Moreover, it's concretely evident that government spending domestically has positive first-order, short term effects for the places and people receiving the money, and thus purchases votes/political power. Even if the long-term effects are postulated to be net-harmful, there is no mechanism available to prove it sufficiently persuasively to offset the votes/political power gain it offers. Partisans are therefore incentivized to spend public money when they are in power, receiving concrete benefits for themselves and their allies in exchange for costs that are diffuse, delayed, and socialized to everyone. And in fact, the entire history of government spending shows exactly what one would expect if one formed their priors off this model. Given that this history is varied and quite long, there is no reason to expect it to change to any significant degree without heroic sacrifice or terrible disaster.

Now, you might say "but if you believe this, then Heroic Sacrifice is the right thing to do!" ...And if such a sacrifice would actually fix the problem, that would be a solid argument. But if party A commits this great sacrifice, they will be less popular, because people won't be getting paid government money any more, and will be mad about it. Then party B is free to promise to resume or even increase spending, win the election, do so, and then win the next election too, and now the problem is the same or even worse. Nor would it matter how many times A repeated the heroic sacrifice; B is strongly incentivized to defect. And if this is even an approximately accurate model of our situation, then it is obvious that there is no benefit to being the "party of fiscal responsibility", when your opposition can simply squander whatever you have saved when it's their turn in power.

I observe that previous governments, Democrat and Republican, have chronically failed to exercise fiscal responsibility.

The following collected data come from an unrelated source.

PR #459, opened 2016-07-16
Fix ClosureForGroups.wurst

### LINKED ISSUE #456: How to deal with ForGroupCallback.callback on invalid object Error
For example:

forgroup-bug

And here is every instance of ClosureForGroups used in my map:

		guard = null // Global variable.
		forUnitsInRange(vec2(u.getX(), u.getY()), RADIUS, (unit iter) -> begin
			if iter.isAlive() and isGuardDevil(iter) and iter.hasAbility(ID_ABILITY_UNBREAKABLE)
				guard = iter
			end
		end)

and

			hasUnit = false // Global variable.
			forUnitsInRange(vec2(leviathans[pId].getX(), leviathans[pId].getY()), RADIUS, (unit iter) -> begin
				if iter.isAlive() and IsUnitEnemy(iter, owner)
					hasUnit = true
				end
			end)

and

			forUnitsInRange(vec2(tU.getX(), tU.getY()), RADIUS, (unit iter) -> begin
				if iter.isAlive() and IsUnitEnemy(iter, p)
					iter..issueTargetOrder("attack", tU)
					    ..addAbility(DAMAGE_REDUCTION_ID)

					addTaunt(iter, tU, DURATION)
				end
			end)

and

		willSacrifice = false // Global variable.
		forUnitsInRange(vec2(u.getX(), u.getY()), RADIUS, (unit iter) -> begin
			if iter.isAlive() and iter.getTypeId() == ID_THALL_BOX and iter.getOwner() == u.getOwner() and iter.hasAbility(ID_ABILITY_SACRIFICE)
				willSacrifice = true
			end
		end)

and

		splendorCheck = false // Global variable.
		forUnitsInRange(vec2(u.getX(), u.getY()), RADIUS, (unit iter) -> begin
			if iter.isAlive() and iter.getTypeId() == ID_THALL_BOX and iter.getOwner() == u.getOwner() and iter.hasAbility(ID_ABILITY_SPLENDOR)
				splendorCheck = true
			end
		end)

		return splendorCheck
	end

Frotty:
I think this should fix #456

### DIFF
--- a/Wurstpack/wurstscript/lib/small helpers/ClosureForGroups.wurst
+++ b/Wurstpack/wurstscript/lib/small helpers/ClosureForGroups.wurst
@@ -16,7 +16,7 @@ function pushCallback(ForGroupCallback c)
 	tempCallbacks[tempCallbacksCount] = c
 	tempCallbacksCount++
 
-function popCallback() returns ForGroupCallback
+function popCallback()
 	tempCallbacksCount--
 	destroy tempCallbacks[tempCallbacksCount]
 
--- a/Wurstpack/wurstscript/lib/small helpers/ClosureForGroups.wurst
+++ b/Wurstpack/wurstscript/lib/small helpers/ClosureForGroups.wurst
@@ -18,7 +18,7 @@ function pushCallback(ForGroupCallback c)
 
 function popCallback() returns ForGroupCallback
 	tempCallbacksCount--
-	return tempCallbacks[tempCallbacksCount]
+	destroy tempCallbacks[tempCallbacksCount]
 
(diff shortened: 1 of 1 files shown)


peq:
This looks like it does not compile. I think it is better to have the fixed library in a new package, as this changes the behavior of the library. 

If you use it with closures, you would expect the closure to be destroyed, but if you pass a normal object, destroying it might be a surprise.

Frotty:
it does not change it ? The return value of pop is never used

peq:
The name of the library suggests that this should be used with Closures. As this use case is not affected, I think it is ok to change the behavior of the package in this case.

PR #469, opened 2016-07-25
[stl] add texttag critical strike macro

Cokemonkey11:
Credits: http://www.wc3c.net/showthread.php?t=101963

### DIFF
--- a/Wurstpack/wurstscript/lib/handles/Texttag.wurst
+++ b/Wurstpack/wurstscript/lib/handles/Texttag.wurst
@@ -42,6 +42,17 @@ public function texttag.setVisibility( boolean flag )
 public function texttag.destr()
 	DestroyTextTag(this)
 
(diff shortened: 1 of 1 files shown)


peq:
I think it is strange that this should be an extension function on `texttag`. It is a very specific use case and should probably be in a separate package like `StandardTexttags`.

Frotty:
Indeed. Together with others like bounty, exp, miss, etc.

Cokemonkey11:
I can make it right now since you both seem to be in agreement?

For the API, how do you feel about

```
texttagCriticalStrike
texttagShadowStrike
texttagMiss
```

etc

peq:
I like it when function names have a verb, like `createCriticalStrikeText(...)`.

Cokemonkey11:
standby for new pr

PR #1251, opened 2026-08-17
Record the four decisions, and settle div and mod

Frotty:
The owner answered the four open questions. This writes them into the backlog so they survive the session, and closes the one that needed no code.

## Settled: `div` and `mod` keep returning the left operand's type

So `real r = 7 div 2` compiles, and it is meant to. Item 8 has been pending a yes or no since early in this work, with the behaviour pinned in both directions meanwhile.

The branch in `AttrExprType` now says so, rather than looking like an oversight beside `caseMathOperation` — which collapses two integer literals to int precisely so `real r = 1 + 1` is an error. The asymmetry is deliberate: the division is integer either way and the result is then widened.

`ExpressionTests.integerDivisionOfLiteralsIsStillAssignableToReal` and `OptimizerTests.realFormatting_consistent_fromIntOps` both still pass, which is the point — the second opens with that assignment.

## Recorded: module bounds (item 7)

The instantiation declares the module's type parameters **only so a dispatch receiver has a name to resolve**, and they stay out of type inference. Generic modules keep resolving theirs by matching the receiver type.

The alternative — letting inference see the declared parameters — collides with that mechanism and fails `genericModuleInGenericClassGet` with *"Cannot infer type for type parameter T"*. This is the smaller change, at the honest price of the parameter meaning something narrower than it appears to.

The item now carries what the attempt reached, so it is resumable rather than rediscovered: the grammar change, the binding through `WurstTypeBoundTypeParam`, the dispatch widening, and the one step left — the requirement lookup does not follow a binding to the underlying parameter's bounds.

## Recorded: the Lua erasure model (item 23)

Specialise only the paths which need a concrete type and leave the object erased. Generated scripts stay small, which is the reason; the cost is that it is more compiler work than not erasing at all.

The item spells out what that means for items 6 and 13 — the concrete type is threaded to the places which use it rather than to the object — and why it is worth doing rather than working around: two class shapes existing at once is what produced both field bugs in #1239.

## Deferred, with the reason: instances for a family of types

It decides whether type class bounds stay a tool for new containers or become how `Table`, `HashMap`, `HashList` and `HashSet` work. Worth deciding when there is appetite for the language design, rather than alongside compiler work.

Green: `ExpressionTests`, `OptimizerTests`.

### DIFF
--- a/BACKLOG.md
+++ b/BACKLOG.md
@@ -189,6 +189,34 @@ itself, and one gap in what the suite can see.
     path, and `transformGenericNewOnly` does not lift them, so the method's own parameter is counted
     against a list which does not include the class's.
 
+26. **Nothing in the compiler should recover structure from a name, and one place doing it is a bug
+    today.** A dispatch slot's name is composed from the segment after the last underscore of a
+    method's mangled name, which is the declared name only when the declared name has no underscore in
+    it: `get_it` contributes `it`, which is nobody's method.
+
+    That is not only untidy. `LuaTranslationTests.underscoreNamedOverrideInAGenericHierarchyIsStillBrokenOnLua`
+    pins the consequence - an override named `get_it` in a generic hierarchy does not dispatch on Lua,
+    while the same shape without the underscore does. Found by auditing the junk-slot rule for what its
+    name comparison does to unrelated methods, not by anyone hitting it.
+
+    Asking the declaration instead is not the whole fix, and trying it is how the rest of this was
+    found. `LuaDispatchPreparation.declaredName` already reads the name off the trace, but two
+    overloads share a declared name: they mangle to `Foo_bar` and `Foo_bar_1`, and the segment after
+    the last underscore is also what currently keeps their slots apart. Pointing both composers at the
+    declared name fixes the underscore case and collapses overloaded slots instead -
+    `overloadedMethodsDoNotAliasInLuaDispatchTables` and
+    `moduleProvidedOverloadedOverrideDoesNotCollapseLuaSlots` both catch it.
+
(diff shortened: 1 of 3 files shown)


Frotty:
Added the underscore dispatch finding here, since it came out of auditing the junk-slot rule rather than out of anything on this branch.

A dispatch slot's name is composed from the segment after the last underscore of a method's mangled name. That is the declared name only when the declared name has no underscore in it, so `get_it` contributes `it` - nobody's method - and an override named `get_it` in a generic hierarchy does not dispatch on Lua. The same shape without the underscore works, which is why nobody has hit it. Present on master, pinned as a known failure with what it currently produces.

I tried the obvious fix and it does not hold, which is the more useful half. `LuaDispatchPreparation.declaredName` already reads the name off the trace, so pointing both composers at it looked like a rename. But two overloads share a declared name and mangle to `Foo_bar` and `Foo_bar_1`, and the segment after the last underscore is also what currently keeps their slots apart - so that change fixes the underscore case and collapses overloaded slots instead. `overloadedMethodsDoNotAliasInLuaDispatchTables` and `moduleProvidedOverloadedOverrideDoesNotCollapseLuaSlots` both catch it.

What a method and its overrides share, and what tells two overloads apart, are two different questions, and the mangled name is answering both at once by accident. The replacement is keyed on the declared signature, which is a real change rather than a rename, so it is backlog item 26 with that reasoning written down rather than something bundled in here.

@codex review

Frotty:
Closing into #1253, which carries the pinned dispatch failure and the backlog entry with the evidence from both failed attempts at the fix.

The div/mod decision and the other recorded decisions are in that branch's BACKLOG.md unchanged.

PR #1253, opened 2026-08-17
Make a dispatch slot name arrive as data instead of being recovered from another name

Frotty:
One PR for the whole naming problem. #1250 and #1251 are closed into this - the tolerances they were accumulating are gone, and only what encodes real behaviour is kept.

## The problem

A Lua dispatch slot's name is composed by cutting a method's name at its last underscore and taking the tail. That tail is the declared name only when the declared name has no underscore in it and the method is not a specialised copy. Every way that assumption fails has produced a bug:

| Shape | Consequence |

I observe that attempting fiscal responsibility now will cost significant votes and political power, which will naturally flow to the fiscally-irresponsible. Therefore, I conclude that while I would strongly prefer fiscal responsibility, there is no way to get there from here, and so I abandon this as a political goal because it does not appear to be practically achievable. Therefore, I no longer care about fiscal responsibility or the debt, and I apportion my political priorities and values to areas where victory seems more probable.

Now, my guess is that the above doesn't make sense to you. But you're free to give it a think and tell me where you think I've gone wrong, specifically.

If you see the left's policy ideas as bad and harmful to our future, it's not a great idea to join in on the self-harm.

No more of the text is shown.